Die Rechte der Sorben/Wenden gehörten vor dem Volksentscheid zu den am heißesten diskutierten Fragen. 1991/92 ging es vor allem um den Schutz des angestammten Siedlungsgebietes der Sorben/Wenden vor Abbaggerung und um politische Mitwirkungsrechte für die Minderheit. Davon waren die öffentlichen Diskussionen in der ersten Wahlperiode und auch der Gesetzentwurf der Domowina für ein Sorben/WendenGesetz bestimmt, der 1993 von zwei Abgeordneten der damali

gen PDS und einem Abgeordneten der Kollegen der CDU in das Parlament eingebracht wurde und in das heute geltende Gesetz eingeflossen ist. Nicht vergessen sollten wir auch Folgendes: Der erste brandenburgische Justizminister erinnerte vor zwei Wochen auf der Verfassungskonferenz der Linken in Potsdam daran, dass sich Brandenburg vor genau diesem Hintergrund damals zusammen mit anderen Ländern für die Aufnahme einer Minderheitenbestimmung in das Grundgesetz stark gemacht hat - eine Regelung, auf die die nationalen Minderheiten in der Bundesrepublik bis heute warten. Das darf man noch einmal deutlich sagen, und darauf können wir auch stolz sein.

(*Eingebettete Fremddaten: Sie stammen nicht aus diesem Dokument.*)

PR #29868, opened 2025-10-03
BLD: Fix MSVC warnings and add CI check with allowlist

seiko2plus:
- Fixes the majority of MSVC compiler warnings in the codebase.
- Introduces an allowlist for known/acceptable warnings.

(Beifall des Abgeordneten Büchel [DIE LINKE])

20 Jahre später ist vieles, was die Landesverfassung fordert, Realität geworden. Der nunmehr dritte Rat für sorbische (wen- dische) Angelegenheiten nimmt - wie wir es auch heute erleben konnten - seine Mitgestaltungs- und Mitbestimmungsrechte mit großem Engagement wahr und ist ein selbstbewusster Akteur der Landespolitik. Seine Rechte wurden durch den Landtag zu Beginn der Wahlperiode erheblich erweitert. Seit 1998 leisten die Sorben/Wenden mit dem Witaj-Projekt ihren Beitrag zur Revitalisierung ihrer vom Aussterben bedrohten Muttersprache. Mittlerweile lernen fast 300 Kinder - vom Kleinkindalter bis zur Sekundarstufe II - durch Witaj, immer auch unterstützt durch die verschiedenen Landesregierungen, Niedersorbisch.